Do you have thoughts on the difference between intentional and unintentional diffusion?
Intentional. Country A actively tries to export its policies. Perhaps it is trying to establish itself as a leader on a specific issue, or shape global standards in a way that benefits local companies. The literature on “niche diplomacy” might be somewhat relevant here.
Unintentional. A is “doing its own thing”, and isn’t going out of its way to export its ideas. Possible implications:
The path to impact from A to influential country B is fuzzier.
It might be harder for someone working in A to tell who is learning from their policies. So we’d need people working in B to tell people in A that they’re having an impact.
Also, getting people to pursue this path might be challenging because of things like status effects and people preferring to live in EA hubs.
Hi Jia, I don’t know much about policy diffusion, unfortunately. From the brief reading I have done, both seem to occur. Learning from other governments appears to be important; according to some researchers, exchange via membership in international organisations is a central causal factor. “Intentional” governments could make active engagement in these a higher priority.
Thanks for this post—this seems like an important and under-discussed idea!
I think that that should indeed help increase the status that people can expect from pursuing this path, and thereby reduce the extent to which worries about status will stop people going into this path. But I’d guess that what Jia had in mind might’ve been primarily about status within EA/among EAs.

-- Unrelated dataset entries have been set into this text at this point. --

PR #218, opened 2024-03-04
Fix bugs found in testings for OBResourceRescue

PowerfooI:
## Summary

1. Bare `0` could not be set in unstructured type. Set an int64 zero instead.
2. Refined logic of task manager by closing task result channel from sender end.


pkg/task/task_manager.go
```diff
@@ -159,11 +163,10 @@ func (m *TaskManager) CleanTaskResult(taskId tasktypes.TaskID) error {
 	if !exists {
 		return nil
 	}
-	retCh, ok := retChAny.(chan *tasktypes.TaskResult)
+	_, ok := retChAny.(chan *tasktypes.TaskResult)
```
chris-sun-star, line 166: this line is uncessary

chris-sun-star (approved):

PR #220, opened 2024-03-05
fix:Optimize UI

yang1666204:
## Summary

1. Unify the card style and Card instead of ProCard.
like this
before:
image
after:
image

3. Modify the fields jobKeepWindow, pieceInterval, and recoveryWindow to jobKeepDays, pieceIntervalDays, and recoveryDays.
4. Organize job list.
5. i18n.


yezaoshu (approved):
+1

PR #222, opened 2024-03-05
fix(statistic): add tenant statistic and update cluster statistic

PowerfooI:
## Summary

1. Added status statistic API for tenants.
2. Updated status statistic API of clusters which now returns all four status even though the count is `0`.

### DIFF
--- a/internal/dashboard/business/oceanbase/obcluster.go
+++ b/internal/dashboard/business/oceanbase/obcluster.go
@@ -546,8 +546,8 @@ func DeleteOBCluster(ctx context.Context, obclusterIdentity *param.K8sObjectIden
 	return oceanbase.DeleteOBCluster(ctx, obclusterIdentity.Namespace, obclusterIdentity.Name)
 }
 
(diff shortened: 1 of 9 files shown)


internal/dashboard/business/oceanbase/obcluster.go
```diff
@@ -543,28 +546,43 @@ func DeleteOBCluster(ctx context.Context, obclusterIdentity *param.K8sObjectIden
 	return oceanbase.DeleteOBCluster(ctx, obclusterIdentity.Namespace, obclusterIdentity.Name)
 }
 
-func GetOBClusterStatistic(ctx context.Context) ([]response.OBClusterStastistic, error) {
-	statisticResult := make([]response.OBClusterStastistic, 0)
+func GetOBClusterStatistic(ctx context.Context) ([]*response.OBClusterStastistic, error) {
```
chris-sun-star, line 549: Why change the return type to a list of pointers

PowerfooI: No special reason. Merely unify the style the same as obtenants' statistic API.

chris-sun-star (approved):

PR #224, opened 2024-03-06
Mount backup volume after standalone or service cluster starts

### LINKED ISSUE #196: [Enhancement]: Support for configuring backup volumes after a cluster starts.
### Description

It's forbidden to configure backup volumes after a cluster starts due to unrecoverable podIP. With clusterIP of service, maybe configuring backup volumes dynamically could be supported. Only a really short downtime would be introduced.

PowerfooI:
## Summary

1. Add support for mounting backup volume after cluster starts. Fixes #196.

### DIFF
--- a/api/v1alpha1/obcluster_webhook.go
+++ b/api/v1alpha1/obcluster_webhook.go
@@ -150,12 +150,26 @@ func (r *OBCluster) ValidateUpdate(old runtime.Object) (admission.Warnings, erro
 	if r.Spec.BackupVolume == nil && oldCluster.Spec.BackupVolume != nil {
 		return nil, errors.New("forbid to remove backup volume")
 	}
-	if r.Spec.BackupVolume != nil && oldCluster.Spec.BackupVolume == nil &&
-		mode != oceanbaseconst.ModeStandalone &&
-		mode != oceanbaseconst.ModeService {
-		return nil, errors.New("forbid to add backup volume on non-service or non-standalone cluster")
-	}
 	var err error
+	if r.Spec.BackupVolume != nil && oldCluster.Spec.BackupVolume == nil {
+		if mode != oceanbaseconst.ModeStandalone && mode != oceanbaseconst.ModeService {
+			observerList := &OBServerList{}
+			err = clt.List(context.TODO(), observerList)
+			if err != nil {
+				return nil, err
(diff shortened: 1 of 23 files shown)


api/v1alpha1/obcluster_webhook.go
```diff
@@ -147,6 +147,14 @@ func (r *OBCluster) ValidateUpdate(old runtime.Object) (admission.Warnings, erro
 	} else if oldMode != oceanbaseconst.ModeStandalone && (oldCluster.Spec.OBServerTemplate.Resource.Cpu != r.Spec.OBServerTemplate.Resource.Cpu || oldCluster.Spec.OBServerTemplate.Resource.Memory != r.Spec.OBServerTemplate.Resource.Memory) {
 		return nil, errors.New("forbid to modify cpu or memory quota of non-standalone cluster")
 	}
+	if r.Spec.BackupVolume == nil && oldCluster.Spec.BackupVolume != nil {
+		return nil, errors.New("forbid to remove backup volume")
+	}
+	if r.Spec.BackupVolume != nil && oldCluster.Spec.BackupVolume == nil &&
+		mode != oceanbaseconst.ModeStandalone &&
```
chris-sun-star, line 154: Is it possible to mount in normal mode, I think it only need to modify the container, the pod still remains

chris-sun-star (commented):
Is it possible to mount the volume without recreating the pod, it's only related to observer pod, is it possible to only recreate the container

api/v1alpha1/obcluster_webhook.go
chris-sun-star: It seems impossible to mount volume without recreating the pod after research, but we can still keep the ip using certain cni, which should be supported

PowerfooI: No, it's impossible to mount a new volume without modifying the pod. The `volumeMounts` field is in container but the declarations of `volumes` are in the spec of pod.

And by the way, if the service mode is available I don't think it is a good choice to deploy a "normal" mode cluster. :)

PowerfooI: OK, I'll check if the CNI is adopted.

chris-sun-star (approved):

PR #225, opened 2024-03-06
fix:i18n

yang1666204:
## Summary

1. Fixed inaccurate and incomplete nationalization issues.
2. Control the display or hiding of tenant recovery modules.


yezaoshu (approved):
+1

PR #246, opened 2024-03-14
Optimize dashboard api handlers

PowerfooI:
## Summary

1. Listing OBCluster returns brief responses now
2. Validated requests when deleting resource pool and creating backup policy
3. Change resource fields of int type to string for better rendering effects

### DIFF
--- a/internal/dashboard/business/oceanbase/obcluster.go
+++ b/internal/dashboard/business/oceanbase/obcluster.go
@@ -64,12 +64,12 @@ func getStatisticStatus(obcluster *v1alpha1.OBCluster) string {
 	}
 }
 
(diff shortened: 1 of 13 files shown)


internal/dashboard/business/oceanbase/obcluster.go
```diff
@@ -64,7 +64,100 @@ func getStatisticStatus(obcluster *v1alpha1.OBCluster) string {
 	}
 }
 
+func buildOBClusterBrief(ctx context.Context, obcluster *v1alpha1.OBCluster) (*response.OBClusterBrief, error) {
```
chris-sun-star, line 67: Maybe use overview instead of brief, it an adjective

chris-sun-star (approved):

PR #247, opened 2024-03-15
feat:Add events for cluster detail page

yang1666204:
## Summary
1. Add `EventsTable` for cluster detail page.
2. Add parameter `name` to the `EventsTable` component to filter events.
3. Add delete backup prompt.


yezaoshu (approved):
+1

PR #251, opened 2024-03-19
Some optimizations for dashboard handlers

powerfooI:
## Summary

1. Modified timestamp fields of `float64` type to `int64`
2. Renamed package `internal/oceanbase` to `internal/clients` for concision
3. Added events fields for backup policy that contains events of itself and its sub jobs
4. Added logging outputs for all gin handlers
5. Removed empty README in `ui/` folder
6. Fixed metrics plots with different amount of points by interpolation

### DIFF
--- a/internal/dashboard/router/v1/obcluster_router.go
+++ b/internal/dashboard/router/v1/obcluster_router.go
@@ -28,6 +28,5 @@ func InitOBClusterRoutes(g *gin.RouterGroup) {
 	g.POST("/obclusters/namespace/:namespace/name/:name/obzones", h.Wrap(h.AddOBZone))
 	g.POST("/obclusters/namespace/:namespace/name/:name/obzones/:obzoneName/scale", h.Wrap(h.ScaleOBServer))
 	g.DELETE("/obclusters/namespace/:namespace/name/:name/obzones/:obzoneName", h.Wrap(h.DeleteOBZone))
-	g.GET("/obclusters/:namespace/:name/essential-parameters", h.Wrap(h.ListOBClusterResources))
 	g.GET("/obclusters/:namespace/:name/resource-usages", h.Wrap(h.ListOBClusterResources))
 }


internal/dashboard/business/metric/metric.go
```diff
@@ -104,13 +105,35 @@ func extractMetricData(name string, resp *external.PrometheusQueryRangeResponse)
...
+		}
+		lenValues := len(values)
+		if lenValues == 0 {
+			continue
+		}
+		for i := range values {
+			// interpolate zero slot with average of previous and next value
+			if values[i].Value == 0 {
+				switch i {
+				case 0:
```
chris-sun-star, line 126: is it possible to solve the problem in front end, it's really normal to lose some datapoint

internal/dashboard/business/metric/metric.go
```diff
@@ -104,13 +105,35 @@ func extractMetricData(name string, resp *external.PrometheusQueryRangeResponse)
...
+					if lenValues > 1 {
+						values[i].Value = values[i+1].Value
+					}
+				case lenValues - 1:
+					if lenValues > 1 {
+						values[i].Value = values[i-1].Value
+					}
+				default:
```
chris-sun-star, line 134: what if more than one data point is lost, values[i+1] is 0, then values[i] equals values[i-1].Value / 2

internal/dashboard/router/v1/obcluster_router.go
```diff
@@ -29,4 +29,5 @@ func InitOBClusterRoutes(g *gin.RouterGroup) {
 	g.POST("/obclusters/namespace/:namespace/name/:name/obzones/:obzoneName/scale", h.Wrap(h.ScaleOBServer))
 	g.DELETE("/obclusters/namespace/:namespace/name/:name/obzones/:obzoneName", h.Wrap(h.DeleteOBZone))
 	g.GET("/obclusters/:namespace/:name/essential-parameters", h.Wrap(h.ListOBClusterResources))
```
chris-sun-star, line 31: don't forge to delete this line after front end modifies the url

PowerfooI: Oh yes, but the change need to be noticed by frontend app.

internal/dashboard/business/metric/metric.go
PowerfooI: I think it doesn't matter. It's a tradeoff which is better than hollow NaNs. Interpolation has a better rendering effects.

internal/dashboard/business/metric/metric.go
PowerfooI: No, I asked Yangon. The component he used in frontend can not handle the NaN. Interpolation is an inevitable choice.

internal/dashboard/business/metric/metric.go
PowerfooI: I refined the interpolation logic and now it concerns continuous NaNs.

chris-sun-star (approved):

PR #255, opened 2024-03-20
fix:Filter monitored parameters

yang1666204:
## Summary
1. Filter out tenants or clusters that no longer exist from monitoring data.
image

3. Delete modal uniformly.
image

1. Filter out the failed cluster


huhansan3 (dismissed):
+1

huhansan3 (approved):
+2

PR #256, opened 2024-03-20
perf:Avoid the monitoring module repeatedly requesting clusters or tenants

yang1666204:
## Summary
1. Separate the ability to obtain clusters or tenants from monitoring requests to avoid a large number of requests.
2. Some UI bugfix.


yezaoshu (approved):
+1

PR #409, opened 2024-05-28
Initialize proxy management module

yang1666204:
## Summary
As shown in the pictures:

image
image


ui/src/pages/OBProxy/ClusterList.tsx
```diff
@@ -0,0 +1,90 @@
...
+    dataIndex: 'Replicas',
+    key: 'Replicas',
+  },
+  {
+    title: 'serviceIp',
+    dataIndex: 'serviceIp',
+    key: 'serviceIp',
+  },
+  {
+    title: 'creationTime',
```
powerfooI, line 52: Use Chinese here. The same as `replicas`, `serviceIP` and `status` fields.

powerfooI (changes requested):

ui/src/pages/OBProxy/ClusterList.tsx
yang1666204: Done.

powerfooI (approved):
LGTM

PR #422, opened 2024-06-04
Helper image

chris-sun-star:
## Summary

split docker image of oceanbase-cloud-native into 2 parts
oceanbase-helper which is built from ob-operator's source code, build and publish image when ob-operator releases
oceanbase-cloud-native uses the latest oceanbase-helper image as base image


powerfooI (approved):
LGTM

PR #423, opened 2024-06-04
Check label input box

yang1666204:
## Summary

1. Dynamically validate the label input box.
2. Filter out empty labels when submitting a form.

### DIFF
--- a/ui/src/components/InputLabel/index.tsx
+++ b/ui/src/components/InputLabel/index.tsx
@@ -1,14 +1,32 @@
 import { DeleteOutlined, PlusOutlined } from '@ant-design/icons';
-import { Button, Checkbox, Col, Form, Input, Popconfirm, Row } from 'antd';
+import {
+  Button,
+  Checkbox,
+  Col,
+  Form,
+  FormInstance,
+  Input,
+  Popconfirm,
+  Row,
+} from 'antd';
+import { ReactElement } from 'react';
 import styles from './index.less';
 
 interface InputLabelProps {
   wrapFormName: string;
   labelFormName: string;
   valueFormName: string;
+  form: FormInstance<unknown>;
   regBoxFormName?: string;
   showDelete?: boolean;
   maxCount?: number;
+}
+
+interface LableFormItemProps {
+  name: (string | number)[];
+  fieldIdx: number;
+  dependName: (string | number)[];
+  children: ReactElement;
 }
 
 export default function InputLabel({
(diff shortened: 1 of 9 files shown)


yezaoshu (approved):
+1

powerfooI (changes requested):
Pending

ui/src/components/InputLabel/index.tsx
```diff
@@ -1,24 +1,81 @@
...
   regBoxFormName?: string;
   showDelete?: boolean;
   maxCount?: number;
 }
 
+interface LableFormItemProps {
+  name: (string | number)[];
+  fieldIdx: number;
+  dependName: (string | number)[];
+  children: ReactElement;
```
powerfooI, line 29: It's more common to use `ReactNode` as children

ui/src/components/InputLabel/index.tsx
```diff
@@ -27,26 +84,42 @@ export default function InputLabel({
             {fields.map(({ key, name }, index) => (
               <Row gutter={8} style={{ marginBottom: 8 }} key={key}>
                 <Col span={11}>
-                  <Form.Item name={[name, labelFormName]} noStyle>
+                  <LableFormItem
+                    name={[name, labelFormName]}
+                    fieldIdx={name}
+                    dependName={[name, valueFormName]}
```
powerfooI, line 90: Is this `valueFormName` confused with following form item? Why use `valueFormName` with `label` and `labelFormName` with `value`?

ui/src/pages/Alert/Shield/ShieldDrawerForm.tsx
```diff
@@ -71,9 +72,11 @@ export default function ShieldDrawerForm({
     } else {
       form.setFieldValue('endsAt', dayjs(time));
```
powerfooI, line 73: I found that there are dayjs and moment in the `package.json`. It would be a good choice to use only one of them.

ui/src/pages/Alert/Subscriptions/SubscripDrawerForm.tsx
```diff
@@ -102,6 +104,7 @@ export default function SubscripDrawerForm({
                 labelFormName="name"
                 valueFormName="value"
                 regBoxFormName="isRegex"
+                form={form}
```
powerfooI, line 107: This is not a good pattern. `Form.Item` is controlled by `Form`, you added dependency from item to form,  which construct a control cycle here.

powerfooI (changes requested):

ui/src/components/InputLabel/index.tsx
yang1666204: `valueFormName` means the form name of the value input box in the Label component.

yang1666204: The `label name` and `label value` verification are dependent on each other. When one of them is empty, the other can also be empty; when one of them is not empty, the other is not empty either.

ui/src/pages/Alert/Shield/ShieldDrawerForm.tsx
yang1666204: You are right, `dayjs` should be able to completely replace `moment`.

powerfooI: `dayjs` seems to be more light-weight and easy to use

yang1666204: And `antd` recommends using `dayjs`.

ui/src/pages/Alert/Subscriptions/SubscripDrawerForm.tsx
powerfooI: If you want to set field values in `form`, define a controlled form item instead. Reference of controlled form item could be found at https://ant-design.antgroup.com/components/form-cn#components-form-demo-customized-form-controls

yang1666204: Review again?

In general, EAs might be biased towards roles in explicitly EA organisations partly because that gives them more status among other EAs, because it’s easier for other EAs to understand whether and why those roles are important. If you’re doing a really important role in some important government/foundation/company, other EAs may just not know whether or why that role or org is important. (See e.g. here and here for some similar arguments.)
And this issue may be more intense the less well known or influential-seeming the government/foundation/company is. So this might make EAs biased towards working at EA orgs rather than the US government, and being towards the latter rather than a smaller and more innovation government.
This definitely isn’t a reason why we shouldn’t highlight the value of this path, though—if anything, it would push in favour of saying more loudly and more often how useful this path would be! (Conditional on this path indeed being a good idea, which I’d currently guess it is.) That way, we can increase how well EAs understand the value of this path, and thus allow people pursuing this path to get a more appropriate level of status (relative to e.g. people working at EA orgs).
(I’d probably prefer it if people in general cared less about status. But I think a lot of people do care about status, myself included, and it seems hard to make oneself care substantially less. So it might sometimes be best to just try to make status more aligned with impact.)
Governments may also compete on being innovative, adding to your diffusion point.